IPods, the most popular music players with more than 70 percent of the American market, can play MP3 music files, a popular digital audio compression format. But for the most part, Apple steers its customers to songs in another format, called Advanced Audio Codec (AAC), which most non-Apple devices cannot play.
Apple's iTunes software, which runs on PC's and Macs, for example, automatically "rips," or converts, music from CD's into compressed AAC files for loading onto a computer or portable player. But users who want to convert tracks to MP3 files have to change the settings.
And downloads from Apple's iTunes Music Store come exclusively in a version of AAC that includes FairPlay, Apple's digital rights management technology, to prevent illegal copying and sharing of music. "One of the problems I see a lot is that people who are using iTunes-iPods have ripped their entire CD collection to the AAC format because that is the default setting in iTunes," said Grahm Skee, who runs the Web site AnythingButiPod.com, in an e-mail interview. "Now they are stuck with a format that can only be played on iPods."
At the same time, most of Apple's rivals use Microsoft's Windows Media Audio (WMA) format, which does not play on iPods. And most online music stores apart from iTunes - like Napster (napster.com), Wal-Mart (musicdownloads.walmart.com) and Yahoo Music (music.yahoo.com) - sell downloads in the copy-protected Secure WMA file format.

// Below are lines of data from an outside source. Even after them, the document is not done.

PR #31186, opened 2026-08-07
fix(ui-core-components): make Dialog.Content scroll instead of clipping overflow

### LINKED ISSUE #32084: fix(ui-core-components): make Dialog.Content scroll instead of clipping overflow
## Problem
Dialog content is being clipped when it overflows instead of scrolling, making it impossible for users to view or interact with content that extends beyond the viewport.

## Solution
Update the Dialog.Content component in ui-core-components to enable scrolling when content overflows rather than clipping it.

## Related PRs
- OpenMetadata: https://github.com/open-metadata/OpenMetadata/pull/31186
- OpenMetadata-Collate: https://github.com/open-metadata/openmetadata-collate/pull/6157

## Impact
This fix ensures users can access all dialog content regardless of viewport size or content length.

shrabantipaul-collate:
## Problem

\`Dialog\`'s content pane has no height bound or overflow handling of its own. The wrapping \`rounded-2xl overflow-hidden\` div silently clips anything that doesn't fit inside the modal's available height — including, in one real case, the footer's Save/Cancel buttons going out of view entirely, with no scrollbar or any other indication content was missing.

This isn't a hypothetical: **at least 13 separate consumers** across \`openmetadata-ui\` and \`collate-ui\` already hand-roll \`className="tw:max-h-[NNvh] tw:overflow-y-auto"\` on \`Dialog.Content\` to work around exactly this (inconsistently, at 60vh/68vh/70vh depending on who wrote it). That's evidence the fix belongs in the shared component, not in every consumer that happens to render enough content to hit it.

## Fix

One line: \`DialogContent\` now defaults to \`max-h-[60vh] overflow-y-auto\`, matching the value/pattern already proven across those 13 call sites. \`Dialog.Footer\` sits below it, outside the scrolling pane, so it's unaffected either way. A consumer can still override the cap via \`className\` for the rare case 60vh isn't right for them.

(An earlier version of this PR also restructured \`DialogBase\`'s wrapper, \`DialogHeader\`, and \`DialogFooter\` into a flex column so \`Content\`'s height would self-compute relative to \`Header\`/\`Footer\` instead of using a fixed value. That solved a problem nobody reported — inconsistent vh values across the 13 existing workarounds — at the cost of real complexity across four places instead of one, for no proven benefit over the pattern already working in production. Dropped in favor of this minimal version.)

## Follow-up fix (from review)

A bot review correctly caught a real regression risk: \`cx\` here is \`tailwind-merge\`, which treats \`overflow-*\` (shorthand) and \`overflow-y-*\` (axis-specific) as **separate conflict groups** — so a consumer's plain \`overflow-hidden\` does not strip the new \`overflow-y-auto\` default. Both classes survive in the merged string, and the winner is decided by generated-CSS order, not JSX order. Two real consumers deliberately opt out of \`Dialog.Content\` scrolling this way (each manages its own internal scroll region):

- \`AssetSelectionModal.tsx\`
- \`AiFormModal.tsx\` (hint-column layout — has its own comment explaining why it clips instead of scrolls)

Swapped both to \`overflow-x-hidden overflow-y-hidden\`, which *is* in the same conflict group as the new default and correctly overrides it. Swept the rest of the codebase for any other \`Dialog.Content\` + shorthand \`overflow-hidden\` combination — these two were the only ones.

## Consumer cleanup pass

With the default now shipping from the core component, removed all redundant hardcoded height/overflow workarounds from the remaining consumers:

| File | Change |
|---|---|
| \`QuickLinkFormModal.tsx\` | Removed \`tw:max-h-[60vh] tw:overflow-y-auto\` — now inherited from core |
| \`UploadDocumentModal.component.tsx\` | Removed \`tw:max-h-[60vh] tw:overflow-y-auto\` — now inherited from core |
| \`ODCSImportModal.component.tsx\` | Removed \`tw:max-h-[70vh]\` — now inherited from core |
| \`AssetSelectionModal.tsx\` | Removed \`tw:max-h-[70vh]\` — kept \`tw:overflow-x-hidden tw:overflow-y-hidden\` (internal scroll region) |
| \`AiFormModal.tsx\` | Removed both calc-based \`max-h\` values — hint branch keeps layout overrides; no-hint branch uses core defaults |
| \`AddToBundleSuiteModal.component.tsx\` | Retained \`tw:min-h-45\` (minimum height for Select dropdown); \`min-h\` and \`max-h\` are independent constraints and do not conflict |

**Intentionally excluded:** \`BulkImportVersionSummary\` — uses a virtualized data grid (\`LazyDataGrid\`) that requires an explicit fixed-height container (\`style={{ height: '60vh', maxHeight: 700 }}\`) on its inner wrapper. The grid measures row virtualization from this anchor; removing it would collapse the grid to zero height or break virtualization entirely.

## Verification

No unit tests exist for this component (Storybook-only). TypeScript/JSX syntax verified (\`tsc --noEmit\`, no errors) on all changed files. Could not run a full \`vite build\` in this environment (fresh clone, no \`node_modules\` installed) — worth a quick visual check in Storybook before merge, particularly the \`AiFormModal\` hint-column layout and \`AssetSelectionModal\`.

The PR adds a shared 60vh scrolling boundary to Dialog.Content and removes redundant consumer-level height and overflow classes.
- Long dialog content now scrolls inside the shared content pane while the footer remains outside it.
- Existing modal consumers are migrated to the shared default.
- The AiFormModal hint-column override is simplified, but its previously reported nested-scroll regression remains.
</details>

The PR is not yet safe to merge because the previously reported AiFormModal hint-column nested-scrolling regression remains.

The hint-column branch does not override Dialog.Content's outer overflow-y-auto, while HookForm panel mode retains independently scrolling form and documentation panes, so long content can still produce nested scrolling and move the two-column layout together.

**Files Needing Attention:** openmetadata-ui/src/main/resources/ui/src/components/common/atoms/drawer/AiFormModal.tsx
</details>

| Filename | Overview |
|----------|----------|
| openmetadata-ui-core-components/src/main/resources/ui/src/components/application/modals/modal.tsx | Adds max-h-[60vh] and overflow-y-auto as the shared Dialog.Content defaults. |
| openmetadata-ui/src/main/resources/ui/src/components/common/atoms/drawer/AiFormModal.tsx | Removes the hint-column overflow override, leaving the previously reported outer scroller active around independently scrolling columns. |
| openmetadata-ui/src/main/resources/ui/src/components/DataAssets/AssetsSelectionModal/AssetSelectionModal.tsx | Replaces the modal-specific height and clipping behavior with the shared Dialog.Content scrolling default. |
| openmetadata-ui/src/main/resources/ui/src/components/ContextCenter/UploadDocumentModal/UploadDocumentModal.component.tsx | Removes redundant local max-height and overflow classes in favor of the shared default. |
| openmetadata-ui/src/main/resources/ui/src/components/DataContract/ODCSImportModal/ODCSImportModal.component.tsx | Replaces its 70vh content cap with the shared 60vh scrolling default. |
| openmetadata-ui/src/main/resources/ui/src/components/KnowledgeCenter/QuickLinkFormModal/QuickLinkFormModal.tsx | Removes redundant local content scrolling classes in favor of the shared default. |

</details>

<sub>Reviews (11): Last reviewed commit: ["Merge branch &#39;main&#39; into fix/dialog-cont..."](https://github.com/open-metadata/openmetadata/commit/31c058ff58ec1a45aaef1e3f0b065698f8a9de65) | [Re-trigger Greptile](https://app.greptile.com/api/retrigger?id=51159994)</sub>


openmetadata-ui-core-components/src/main/resources/ui/src/components/application/modals/modal.tsx
```diff
@@ -79,10 +79,16 @@ interface DialogContentProps {
...
+// instead of being silently clipped by the panel's overflow-hidden rounding
+// (Dialog.Footer sits below this, outside it, so it's unaffected either
+// way). Matches the value/pattern already duplicated across ~13 call sites
+// in openmetadata-ui/collate-ui that worked around this by hand; a consumer
+// can still override via className for a case that genuinely needs more.
 const DialogContent = ({ children, className }: DialogContentProps) => (
   <div
     className={cx(
-      'tw:flex tw:flex-col tw:justify-start tw:gap-4 tw:px-4 tw:pt-5 tw:sm:px-6',
+      'tw:flex tw:max-h-[60vh] tw:flex-col tw:justify-start tw:gap-4 tw:overflow-y-auto tw:px-4 tw:pt-5 tw:sm:px-6',
```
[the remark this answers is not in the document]
shrabantipaul-collate: Confirmed this is correct — the two real consumers using the shorthand `overflow-hidden` on `Dialog.Content` (`AssetSelectionModal.tsx`, `AiFormModal.tsx`'s hint-column layout) both deliberately opt out of Dialog.Content scrolling and would have hit this. Fixed in 092bebad by switching both to `overflow-x-hidden overflow-y-hidden`, which is in the same tailwind-merge conflict group as the new `overflow-y-auto` default and correctly overrides it. Swept the rest of the codebase for the same pattern — these two were the only ones. Thanks for the catch.

openmetadata-ui-core-components/src/main/resources/ui/src/components/application/modals/modal.tsx
```diff
@@ -145,21 +155,27 @@ const DialogBase = ({
...
+      // flex + max-h-[85dvh] here (not a % height — Modal above only ever
+      // sets max-height, never a definite height, so a percentage would have
+      // no definite ancestor to resolve against and silently no-op) bounds
+      // the panel so DialogContent's flex-1/min-h-0/overflow-y-auto below
+      // has an actual constraint to shrink against instead of growing
+      // unbounded and being clipped by the rounded-2xl overflow-hidden pane.
       <div
         className={cx(
-          'tw:relative tw:w-full tw:rounded-2xl tw:bg-primary tw:shadow-xl',
+          'tw:relative tw:flex tw:max-h-[85dvh] tw:w-full tw:flex-col tw:rounded-2xl tw:bg-primary tw:shadow-xl',
```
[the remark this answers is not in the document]
shrabantipaul-collate: The 85dvh-on-the-wrapper approach this flagged was dropped entirely in 877839c9 in favor of a much smaller fix (just `max-h-[60vh] overflow-y-auto` on `Dialog.Content` itself, matching the pattern already used by ~13 existing consumers) — so this specific code no longer exists in the PR. Should be moot now, but flagging in case the bot re-runs against the latest diff.

openmetadata-ui/src/main/resources/ui/src/components/common/atoms/drawer/AiFormModal.tsx
```diff
@@ -268,11 +268,16 @@ export const AiFormModal: FC<AiFormModalProps> = ({
...
+                Same reasoning for overflow-x-hidden/overflow-y-hidden instead
+                of the overflow-hidden shorthand: Dialog.Content now defaults
+                to overflow-y-auto, and tailwind-merge treats overflow-* and
+                overflow-y-* as separate groups, so the shorthand wouldn't
+                reliably override that default. */}
             <Dialog.Content
               className={
                 hasHintColumn
-                  ? 'tw:max-h-[calc(88vh-141px)] tw:flex-row tw:gap-0 tw:overflow-hidden tw:p-0 tw:sm:p-0'
+                  ? 'tw:max-h-[calc(88vh-141px)] tw:flex-row tw:gap-0 tw:overflow-x-hidden tw:overflow-y-hidden tw:p-0 tw:sm:p-0'
```
ShaileshParmar11: Why we are making this change? its one and the same no?

ShaileshParmar11 (dismissed):

openmetadata-ui/src/main/resources/ui/src/components/common/atoms/drawer/AiFormModal.tsx
shrabantipaul-collate: @ShaileshParmar11 Makes sense. So can we remove the max-height property? We already have it defined in core components? Or we need it in this case?

ShaileshParmar11: lets not do anything in AIFormModal Ill validate if something needs to be done
It has combination of 2 thing,
1. Form
2. Dynamic Document

openmetadata-ui/src/main/resources/ui/src/components/common/atoms/drawer/AiFormModal.tsx
```diff
@@ -268,12 +268,17 @@ export const AiFormModal: FC<AiFormModalProps> = ({
...
             <Dialog.Content
               className={
                 hasHintColumn
-                  ? 'tw:max-h-[calc(88vh-141px)] tw:flex-row tw:gap-0 tw:overflow-hidden tw:p-0 tw:sm:p-0'
-                  : 'tw:max-h-[calc(100vh-260px)] tw:overflow-y-auto'
+                  ? 'tw:flex-row tw:gap-0 tw:overflow-x-hidden tw:overflow-y-hidden tw:p-0 tw:sm:p-0'
+                  : undefined
               }>
               {children}
             </Dialog.Content>
```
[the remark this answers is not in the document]
shrabantipaul-collate: We are removing those so they inherit the max-h-[60vh] from Dialog.Content in the core component. The “shrink to 60vh” is the intended behaviour

openmetadata-ui/src/main/resources/ui/src/components/common/atoms/drawer/AiFormModal.tsx
shrabantipaul-collate: Validated these scenarios. Will work fine with 60vh max height also

openmetadata-ui/src/main/resources/ui/src/components/common/atoms/drawer/AiFormModal.tsx
```diff
@@ -268,12 +268,17 @@ export const AiFormModal: FC<AiFormModalProps> = ({
...
+                of the overflow-hidden shorthand: Dialog.Content now defaults
+                to overflow-y-auto, and tailwind-merge treats overflow-* and
+                overflow-y-* as separate groups, so the shorthand wouldn't
+                reliably override that default. */}
             <Dialog.Content
               className={
                 hasHintColumn
-                  ? 'tw:max-h-[calc(88vh-141px)] tw:flex-row tw:gap-0 tw:overflow-hidden tw:p-0 tw:sm:p-0'
-                  : 'tw:max-h-[calc(100vh-260px)] tw:overflow-y-auto'
+                  ? 'tw:flex-row tw:gap-0 tw:overflow-x-hidden tw:overflow-y-hidden tw:p-0 tw:sm:p-0'
```
chirag-madlani: Why we need overflow hidden here

shrabantipaul-collate: Fixed

chirag-madlani (approved):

People whose tastes stray beyond the top 40 may have luck with eMusic (
http://www.emusic.com), which offers a large collection in the universally playable MP3 format. Many of eMusic's current top artists - Iron and Wine, Bloc Party and Devendra Banhart - are not household names like Kanye West and Coldplay, but they are popular among indie rock fans, who purchase more than 2.5 million songs a month, according to the company. EMusic is a subscription-based service, and its offerings start at $9.99 for 40 downloads a month.

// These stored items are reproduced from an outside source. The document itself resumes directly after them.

PR #31204, opened 2026-08-07
fix: resolve nested column paths in FieldPathUtils dot-form field paths

### LINKED ISSUE #31325: Approving a description suggestion on a deeply nested column writes to the wrong column
Approving a Description suggestion for a column nested two or more levels deep writes the text onto an ancestor column instead of the intended leaf, overwriting the ancestor's existing description. The request returns 200 with no warning.

Shreyansh100704:
### Describe your changes:

Approving a description suggestion for a column nested two or more levels deep wrote the suggested text onto an **ancestor** column instead of the intended leaf. The request returned HTTP 200 and logged no warning, so the corruption was silent and destructive: the ancestor's own description was overwritten and the leaf never received its text.

The dot branch of `FieldPathUtils.parseFieldPath` split the field path into at most three segments:
  
  ```java
  String[] parts = fieldPath.split("\\.", 3);
```

For columns.profile.personal.full_name.description that yields fieldName=profile and property=personal.full_name.description. navigateAndSetDescription never reads property, so the remainder of the path was discarded and the write landed on the top-level profile column. The three-way split also broke quoted paths apart, so columns."a.b".description did not resolve at all.

I parse the property as the final segment and treat everything between the container and it as the field name, using the existing quote-aware FullyQualifiedName.split / unquoteName rather than hand-rolling a parser (ChangeSummarizer already uses the same helpers for the same field-name shape). No traversal code changed: setDescriptionInList already recurses through children for dotted names — that is how the :: form has always resolved nested columns. The fix simply feeds that existing recursion the full dotted name it was written to consume.

The FQN parser uses BailErrorStrategy, so malformed input now throws instead of silently producing garbage components. The catch falls through to the existing return null, which routes malformed paths to updateFieldDescription's log-and-abort at lines 63-66 — converting silent corruption into a loud no-op.

#
### Type of change:

- [x] Bug fix

#
### High-level design:

N/A — small change. 

#
#### Use cases covered

- Approving a description suggestion on a column nested 2, 3, or 4 levels deep updates that column and leaves its ancestors and siblings untouched
- Approving a suggestion whose fieldPath uses the quoted form (columns."a.b".description) resolves correctly
- A column whose name literally contains a dot (risk.score) still wins over nested traversal, via exact-match-first
- A malformed or unresolvable path aborts with a warning instead of writing to an ancestor
- Flat, array-index, and all :: paths behave exactly as before

#### Unit tests

- Files added/updated:
  - openmetadata-service/src/test/java/org/openmetadata/service/util/FieldPathUtilsTest.java: 7 parse cases (depth 2/3 unquoted, depth 3 quoted, nested tags, three-segment property-last, literal dotted name, malformed empty segment) and 3 behavioural cases asserting updateFieldDescription writes to the leaf, leaves ancestors untouched, and returns false without patching for unresolvable paths.
  - openmetadata-service/src/test/java/org/openmetadata/service/tasks/TaskWorkflowHandlerTest.java: approving a depth-3 Description suggestion updates only that column.

- [x] Not applicable (no API surface changed — same endpoints, same request/response shapes).

#### Playwright (UI) tests

#### Manual testing performed

#

Before the fix: Profile column has desc of phone number column
Screenshot 2026-08-07 at 8 10 37 PM

After fix: Profile column has correct description
Screenshot 2026-08-07 at 8 36 55 PM

#
### Checklist:


pmbrull (approved):

Shreyansh100704:
Cherry-picked to 2.0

Music fans can find a more mainstream selection, although less flexibility, with Rhapsody. Long a popular streaming service, Rhapsody began earlier this year to offer music files for outright purchase and subscription download. Songs purchased from Rhapsody use RealAudio 10's flavor of copy-protected AAC, but Real's Harmony technology can convert them to either Secure WMA or Apple's FairPlay version of AAC.

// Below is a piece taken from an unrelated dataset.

PR #31232, opened 2026-08-08
Fixes #31231: Consolidate migrations into a 2.0 baseline and remove Flyway

### LINKED ISSUE #31231: Consolidate pre-2.0 migrations into a 2.0 baseline and remove Flyway
### Problem

A fresh install replays the entire migration history before it can serve a request: 16 legacy Flyway scripts, 85 native version directories and 148 Java migration classes. The server also re-parses that whole tree on every boot to decide whether anything is pending.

The WMA conversion is done with Microsoft's blessing. But converting to Apple's format is shakier. Apple changed the iPod's built-in program in October 2004 to prevent Rhapsody songs from playing on newer iPod models. Rhapsody updated Harmony in April so that its tracks can once again play on iPods. But that may change if Apple changes its iPod software again. Apple declined to comment for this article.
The safest strategy, and one popular among audio purists, is to purchase music on compact discs and rip it to the MP3 format.
CD's still offer the greatest selection. Some of the most popular music of all time - from bands like the Beatles, Led Zeppelin and AC/DC - is still unavailable from legitimate online stores.
Ripping CD's can also offer higher quality. ITunes and some other stores sell music encoded at a data rate of 128 kilobits per second. (EMusic, Rhapsody and Yahoo use 192 kbps.) Typical CD's are encoded at a rate of about 1,400 kbps. AAC and WMA use sophisticated data-compression technologies that allow them to maintain audio quality at lower data rates than CD's or even MP3's can, but no one claims that a 128 kbps download is equivalent to a compact disc.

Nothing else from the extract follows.